Advocates have been calling for changes to the DSS for years, arguing that funding needs to be increased and targeted more effectively. One major issue is the purse strings are still controlled by the Ministry of Health.
The 2020 Health and Disability System Review recommended situating the money with District Health Boards, but the recent announcement of their removal leaves the door open for a new model. The recommendation to devolve control to the DHBs was not popular with some advocates, including the New Zealand Disability Support Network and Disabled Persons Assembly.
“Personally, I’m agnostic on where the funding should sit,” says Tesoriero. “What’s more important is the level of funding and the choice and control of disabled people.”
Tesoriero would also like to see the Government consider increasing the disability allowance. The allowance currently pays up to a maximum of $66.11 a week, depending on what costs a person has. The child disability allowance has been singled out as particularly low - a third of what the United Kingdom pays.
One of the major costs preventing disabled people from visiting their GP was transport. This includes public transport costs as well as more expensive options like mobility taxis. The health survey found disabled adults were 6.5 times more likely than non-disabled adults to be unable to access GP services due to a lack of transport.

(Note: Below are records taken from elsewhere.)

Issue #8275, opened 2023-09-29
[BUG] LNL has FW reported error: 7 with multiple pipeline playback


fredoh9:
**Describe the bug**
First LNL issue.
For LNLM_RVP_NOCODEC, multiple pipeline playback fails with FW reported error: 7 - Unsupported operation requested.

```
[ 1328.146968] kernel: snd_sof:sof_ipc4_set_pipeline_state: sof-audio-pci-intel-lnl 0000:00:1f.3: ipc4 set pipeline instance 6 state 3
[ 1328.146983] kernel: snd_sof:sof_ipc4_log_header: sof-audio-pci-intel-lnl 0000:00:1f.3: ipc tx      : 0x13060003|0x0: GLB_SET_PIPELINE_STATE
[ 1328.147386] kernel: snd_sof:sof_ipc4_log_header: sof-audio-pci-intel-lnl 0000:00:1f.3: ipc tx reply: 0x33000000|0x0: GLB_SET_PIPELINE_STATE
[ 1328.147493] kernel: snd_sof:sof_ipc4_log_header: sof-audio-pci-intel-lnl 0000:00:1f.3: ipc tx done : 0x13060003|0x0: GLB_SET_PIPELINE_STATE
[ 1328.147521] kernel: snd_sof:sof_ipc4_set_pipeline_state: sof-audio-pci-intel-lnl 0000:00:1f.3: ipc4 set pipeline instance 6 state 4
[ 1328.147532] kernel: snd_sof:sof_ipc4_log_header: sof-audio-pci-intel-lnl 0000:00:1f.3: ipc tx      : 0x13060004|0x0: GLB_SET_PIPELINE_STATE
[ 1328.149150] kernel: snd_sof:sof_ipc4_log_header: sof-audio-pci-intel-lnl 0000:00:1f.3: ipc tx reply: 0x33000007|0x0: GLB_SET_PIPELINE_STATE
[ 1328.149162] kernel: sof-audio-pci-intel-lnl 0000:00:1f.3: FW reported error: 7 - Unsupported operation requested
[ 1328.149388] kernel: sof-audio-pci-intel-lnl 0000:00:1f.3: ipc error for msg 0x13060004|0x0
[ 1328.149420] kernel: sof-audio-pci-intel-lnl 0000:00:1f.3: ASoC: error at soc_dai_trigger on SSP1 Pin: -22
[ 1328.149439] kernel:  Port1: ASoC: trigger FE cmd: 1 failed: -22
```

[...]

PR #8574, opened 2023-12-05
copier: store gateway config in copier_data

iganakov:
We need to keep `gtw_cfg.config_data` during Copier lifetime to be able to retrieve dma_channel_id when process SET_PIPELINE_STATE(RUN) IPC. Please refer to the detailed explanation below:
https://github.com/thesofproject/sof/issues/8275#issuecomment-1822333476

Use previously saved gateway config to find DMA config and assign correct pointer to `host_dma_config` for SSP and DMIC.
This PR should fix issues reported in https://github.com/thesofproject/sof/issues/8275 for SSP and DMIC interfaces.

### DIFF
--- a/src/audio/copier/copier.c
+++ b/src/audio/copier/copier.c
@@ -64,6 +64,8 @@ static int copier_init(struct processing_module *mod)
 	struct module_data *md = &mod->priv;
 	struct ipc4_copier_module_cfg *copier = (struct ipc4_copier_module_cfg *)md->cfg.init_data;
 	struct comp_ipc_config *config = &dev->ipc_config;
+	void *gtw_cfg = NULL;
+	size_t gtw_cfg_size;
 	int i, ret = 0;
 
 	cd = rzalloc(SOF_MEM_ZONE_RUNTIME, 0, SOF_MEM_CAPS_RAM, sizeof(*cd));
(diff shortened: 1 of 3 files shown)


serhiy-katsyuba-intel (approved):

src/audio/copier/copier.h
```diff
@@ -242,6 +242,7 @@ struct copier_data {
 	 * from the IPC data.
 	 */
 	struct ipc4_copier_module_cfg config;
+	void *gtw_cfg;
```
lgirdwood, line 245: if this is IPC4 struct, we can use IPC4 type instead of void ?

lgirdwood (commented):
Just one minor question. @plbossart did you have a similar PR ? good for you ?

plbossart:
@fredoh9 mentioned he'd give this a try to see if indeed it solves issue #8275, let's wait for the test results.

fredoh9:
No luck with this pr. I tested it with LNLM_SDW_AIOC. multiple-pipeline test has same fw error 7.
linux commit id = [266ee31b71f8](https://github.com/thesofproject/linux/commit/266ee31b71f88434f317d78a9ce3e3aec31fdbd8)
sof commit id = 7a76e146fae1db8c8830c4c9c9ab1644addde18e

[dmesg.txt](https://github.com/thesofproject/sof/files/13568283/dmesg.txt)
[mtrace.txt](https://github.com/thesofproject/sof/files/13568141/mtrace.txt)

plbossart:
> No luck with this pr. I tested it with LNLM_SDW_AIOC. 

@fredoh9 this PR is ONLY for SSP and DMIC, using LNL_SDW_AIOC will not work since the work is not complete just yet for SoundWire.

RanderWang (approved):

src/audio/copier/copier.c
```diff
@@ -172,6 +200,8 @@ static int copier_free(struct processing_module *mod)
 		break;
 	}
 
+	if (cd)
+		rfree(cd->gtw_cfg);
```
btian1, line 204: can we put line 203 and 204 to copier_ipcgtw_free? put here is not correct, since cd is true without gtw case.

iganakov: `cd->gtw_cfg ` is used in dai configuration so I'd rather move it to `copier_dai_free()`. Does that sound ok?

fredoh9:
Single pipeline playack/capture in LNL NOCODEC have been broken with DSP panic.
Anyway I tried this PR on LNLM_RVP_NOCODEC. but still seeing DSP panic.

fredoh9:
With the fix for DSP panic https://github.com/zephyrproject-rtos/zephyr/pull/66215 and this pr, 
playback and capture work fine. Never been like this stable.
For multiple pipeline test BOTH playback and capture work fine too. iIeration parameter is 50.
Looks great.

src/audio/copier/copier.c
btian1: that's fine if you confirmed there is no case for host.
and add if (cd->ipcgtw) in dai as well.

src/audio/copier/copier.c
```diff
@@ -78,7 +80,31 @@ static int copier_init(struct processing_module *mod)
...
+		goto error_cd;
+	}
+
+	/* Allocate memory and store gateway_cfg in runtime. Gateway cfg has to
+	 * be kept even after copier is created e.g. during SET_PIPELINE_STATE
+	 * IPC when dai_config_dma_channel() is called second time and DMA
+	 * config is used to assign dma_channel_id value.
+	 */
+	if (copier->gtw_cfg.config_length) {
+		gtw_cfg_size = copier->gtw_cfg.config_length << 2;
```
kv2019i, line 92: Took me a while to figure out why the "<< 2" here by apparently config_length is in dwords.

kv2019i (approved):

Another major cost barrier is the upfront payment at the doctor's office, sometimes called co-payment or consultation fees. These fees can vary depending on the practice, but basic consultation for an adult patient would generally be between $50 and $75, according to the Royal New Zealand College of General Practitioners.
Even with options like community services and instalment payments, for some the cost is still too high. Some practices refuse to see people if they have outstanding bills.
Tesoriero says she was pleased to see the Government publicly recognise that disabled people have not been well-served by the current system. However, she wants to see them have more input after a lack of consultation in last year’s review undermined confidence in the report and its recommendations.